Anger Management Techniques

Just as Goethe said that anger clouds reasoning, one must understand that anger can be a destructive force when actions that are taken are not thought through. It is imperative that one finds techniques by which by he/ she can control his anger, and this requires a conscious decision to divert one’s attention from thoughts that create anger internally while also avoiding external circumstances that can incite anger as well.

Here are some techniques that should help you control your anger both internally and externally as well:

1) Since anger is a long-term habit, one must determine to remain calm in the midst of triggers in order to change his behavior from reaction to a response.

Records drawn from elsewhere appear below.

PR #1642, opened 2017-01-30
Break out general KernelUser policy

mattmanning:
**Note**: this might cause another ECS Service replacement. We should test for that and take appropriate actions to mitigate update issues if so.

Break out general KernelUser policy to avoid AWS character limits.

Over time we will move more of these into "locked down" policy documents.

### DIFF
--- a/provider/aws/dist/rack.json
+++ b/provider/aws/dist/rack.json
@@ -634,18 +634,24 @@
       "Type": "AWS::IAM::User",
       "Properties": {
         "Path": "/convox/",
-        "ManagedPolicyArns": [ { "Ref": "KernelUserPolicy" }, { "Ref": "KernelUserIAMPolicy" } ]
+        "ManagedPolicyArns": [
+          { "Ref": "KernelUserPolicy" },
+          { "Ref": "KernelUserIAMPolicy" },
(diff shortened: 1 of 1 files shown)


mattmanning:
[KernelUserPolicy - Cannot exceed quota](https://trello.com/c/eBuvemHr/1735-kerneluserpolicy-cannot-exceed-quota)

provider/aws/dist/rack.json
```diff
@@ -634,18 +634,24 @@
       "Type": "AWS::IAM::User",
       "Properties": {
         "Path": "/convox/",
-        "ManagedPolicyArns": [ { "Ref": "KernelUserPolicy" }, { "Ref": "KernelUserIAMPolicy" } ]
+        "ManagedPolicyArns": [
+          { "Ref": "KernelUserPolicy" },
+          { "Ref": "KernelUserIAMPolicy" },
+          { "Ref": "KernelUserGeneralPolicy" }
```
MiguelMoll: `KernelUserGeneralPolicy` should be added to the `DependsOn` for the user resource.

mattmanning: @MiguelMoll Done, thanks.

This takes work but just being aware of your anger can help you avoid it.

2) If the source of your anger is based on what someone said, it is important to communicate what you feel with the person who has angered you. However, you should choose to communicate in a calm manner where reasoning is given precedence over emotion.

3) Sometimes, removing yourself from the scene is much better than rushing in with a response that will resemble a reaction more than anything else. A few hours away can bring things back into perspective after which you proceed to respond to the situation at hand. A little time for yourself regularly perhaps in meditation helps you to relax the mind.

4) Finally, as anger is rooted in fear, the source of negativity, it is important to view the potentially threatening situation in a negative light. Try and take a balanced view of the situation by choosing to look at the positive as well.